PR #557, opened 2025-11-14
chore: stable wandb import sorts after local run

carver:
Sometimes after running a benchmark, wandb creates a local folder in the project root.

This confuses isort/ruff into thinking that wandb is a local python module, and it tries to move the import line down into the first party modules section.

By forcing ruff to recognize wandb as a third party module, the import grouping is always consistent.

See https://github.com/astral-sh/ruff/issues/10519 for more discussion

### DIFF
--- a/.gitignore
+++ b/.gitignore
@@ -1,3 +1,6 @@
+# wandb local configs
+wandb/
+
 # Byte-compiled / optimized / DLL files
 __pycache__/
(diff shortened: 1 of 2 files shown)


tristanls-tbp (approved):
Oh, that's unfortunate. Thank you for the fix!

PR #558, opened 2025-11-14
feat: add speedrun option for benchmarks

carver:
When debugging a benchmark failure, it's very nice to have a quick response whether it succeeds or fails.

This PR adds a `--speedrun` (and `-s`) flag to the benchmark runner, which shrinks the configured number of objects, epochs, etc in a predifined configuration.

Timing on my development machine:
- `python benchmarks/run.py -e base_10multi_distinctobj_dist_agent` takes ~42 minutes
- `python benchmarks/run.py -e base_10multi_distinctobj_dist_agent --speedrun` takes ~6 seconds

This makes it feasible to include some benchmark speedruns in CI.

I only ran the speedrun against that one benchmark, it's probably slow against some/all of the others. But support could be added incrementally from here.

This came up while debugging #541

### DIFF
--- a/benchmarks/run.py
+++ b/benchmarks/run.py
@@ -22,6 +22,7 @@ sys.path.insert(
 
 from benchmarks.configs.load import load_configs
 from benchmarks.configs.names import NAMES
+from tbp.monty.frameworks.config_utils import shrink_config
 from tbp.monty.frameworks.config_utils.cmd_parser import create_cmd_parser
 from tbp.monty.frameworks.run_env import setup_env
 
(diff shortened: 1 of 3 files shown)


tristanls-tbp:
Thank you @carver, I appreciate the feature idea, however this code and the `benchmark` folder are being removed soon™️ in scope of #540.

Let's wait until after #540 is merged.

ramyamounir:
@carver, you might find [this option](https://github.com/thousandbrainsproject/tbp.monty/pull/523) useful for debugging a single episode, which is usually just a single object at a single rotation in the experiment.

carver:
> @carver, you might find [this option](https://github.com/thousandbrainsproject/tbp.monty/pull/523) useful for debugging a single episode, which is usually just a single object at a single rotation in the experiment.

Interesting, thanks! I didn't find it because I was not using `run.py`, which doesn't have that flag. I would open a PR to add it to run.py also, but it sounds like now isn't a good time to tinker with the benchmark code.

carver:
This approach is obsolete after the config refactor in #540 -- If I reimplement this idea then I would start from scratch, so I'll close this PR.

▶ _TASK PROMPT_: State, as a number only, how many lines in the entries include "files".

▶ _WRITTEN SOLUTION_: 3